# Two classes of infinite duration games

During this talk, I discuss two classes of infinite duration games that are related to each other. I give an overview of the main questions and results, recent developments, and also a bit of the underlying techniques. I devote special attention to the zero-sum case (i.e. when there are only two players and they have completely opposite interests).

I consider games that are played on a state space (think of positions) by a number of players. At time period 1, the play of the game is in an initial state, where each player has to choose an action from a given action set. These choices are made simultaneously and independently. Then, according to a probability distribution that depends on the chosen actions and the state, the play moves to a new state. At time period 2, in the new state, the players choose actions again, and so on. This is repeated infinitely long.

In the first class of games, the players receive an instantaneous reward at every time period, as a function of the actions and the current state at that time period.
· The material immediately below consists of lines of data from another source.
PR #26215, opened 2026-02-04
Removed non nullable constraint from `offers.product_id`

mike182uk:
ref https://linear.app/ghost/issue/BER-3257

Removed non nullable constraint from `offers.product_id` so that offers can be created that are not assigned to a specific tier. This is required for retention offers where an offer is applicate to the cadence (`monthly`, `yearly`) of any tier, and not the specific tier

---

> [!NOTE]
> **Medium Risk**
> Alters a production DB constraint on a foreign-keyed column; low code surface area, but schema changes can impact existing queries/assumptions and rollback behavior.
> 
> **Overview**
> Allows `offers` to be created without a linked tier by making `offers.product_id` nullable.
> 
> Adds a new `6.17` migration to set the column nullable (with foreign key checks disabled for safe rollback on some MySQL configs), updates the schema definition accordingly, and refreshes the schema integrity test hash.
> 
> <sup>Written by [Cursor Bugbot](https://cursor.com/dashboard?tab=bugbot) for commit 92c2c1547b5e25020470294f10655d2ea4b07565. This will update automatically on new commits. Configure [here](https://cursor.com/dashboard?tab=bugbot).</sup>

### DIFF
--- a/ghost/core/core/server/data/migrations/versions/6.17/2026-02-04-10-42-20-offers-nullable-product-id.js
+++ b/ghost/core/core/server/data/migrations/versions/6.17/2026-02-04-10-42-20-offers-nullable-product-id.js
@@ -1,3 +1,4 @@
 const {createSetNullableMigration} = require('../../utils');
 
+// We need to disable foreign key checks because if MySQL is missing the STRICT_TRANS_TABLES mode, we cannot revert the migration
 module.exports = createSetNullableMigration('offers', 'product_id', {disableForeignKeyChecks: true});
--- a/ghost/core/core/server/data/migrations/versions/6.17/2026-02-04-10-42-20-offers-nullable-product-id.js
+++ b/ghost/core/core/server/data/migrations/versions/6.17/2026-02-04-10-42-20-offers-nullable-product-id.js
@@ -1,0 +1,3 @@
+const {createSetNullableMigration} = require('../../utils');
+
+module.exports = createSetNullableMigration('offers', 'product_id', {disableForeignKeyChecks: true});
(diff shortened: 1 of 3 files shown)


ghost/core/core/server/data/migrations/versions/6.17/2026-02-04-10-42-20-offers-nullable-product-id.js
```diff
@@ -0,0 +1,3 @@
+const {createSetNullableMigration} = require('../../utils');
+
+module.exports = createSetNullableMigration('offers', 'product_id', {disableForeignKeyChecks: true});
```
sagzy, line 4: Question: why do we need `{disableForeignKeyChecks: true}` here? As it's not very intuitive, shall we call out the reason with an inline comment?

Or better, if this applies to every migrations that sets a column to be nullable, we could move that directly to the utility function?

sagzy (approved):

ghost/core/core/server/data/migrations/versions/6.17/2026-02-04-10-42-20-offers-nullable-product-id.js
mike182uk: Good shout, we call this out in other migrations like this so should do the same here - Have added comment

> Or better, if this applies to every migrations that sets a column to be nullable, we could move that directly to the utility function?

It only applies to columns that have a foreign key constraint, not every nullable migration (the utility would need to introspect the schema to detect FK columns)

ghost/core/core/server/data/schema/schema.js
```diff
@@ -483,7 +483,7 @@ module.exports = {
         active: {type: 'boolean', nullable: false, defaultTo: true},
         name: {type: 'string', maxlength: 191, nullable: false, unique: true},
         code: {type: 'string', maxlength: 191, nullable: false, unique: true},
-        product_id: {type: 'string', maxlength: 24, nullable: false, references: 'products.id'},
+        product_id: {type: 'string', maxlength: 24, nullable: true, references: 'products.id'},
```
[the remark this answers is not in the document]
mike182uk: Implementation is updated in https://github.com/TryGhost/Ghost/pull/26221

sagzy (approved):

Each player's goal is then to maximize his/her long-term average reward.

In the second class of games, it is assumed that in every state, only one player has more than one action (the interpretation is that this player controls the state). But the evaluation of the play is very general, that is, each player is given a payoff function that assigns a real number to each infinite sequence of states and actions that can arise by playing the game. Then, his/her goal is to maximize this payoff function.

During this talk, we are mainly interested in the following solution concepts: (approximately) optimal strategies in the zero-sum case, and (approximate) Nash or subgame-perfect equilibria in the general case (so the non-zero-sum case).